[[ DATA FOR THIS TASK open ]]

PR #10974, opened 2023-03-17
Implement TRFs to choose from for TRD simulation

pestratm:
Add different Time Response Functions to choose from for TRD simulations
Original O2 TRF, TRD TDR TRF, no TRF, Landau distribution TRF (with variable parameters)
@pachmay @tdietel


Detectors/TRD/simulation/src/SimParam.cxx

[[ DATA FOR THIS TASK closed ]]

Would you set down all of the entries again, word for word?

**SOLUTION TO THIS EXERCISE**.
PR #10974, opened 2023-03-17
Implement TRFs to choose from for TRD simulation

pestratm:
Add different Time Response Functions to choose from for TRD simulations
Original O2 TRF, TRD TDR TRF, no TRF, Landau distribution TRF (with variable parameters)
@pachmay @tdietel


Detectors/TRD/simulation/src/SimParam.cxx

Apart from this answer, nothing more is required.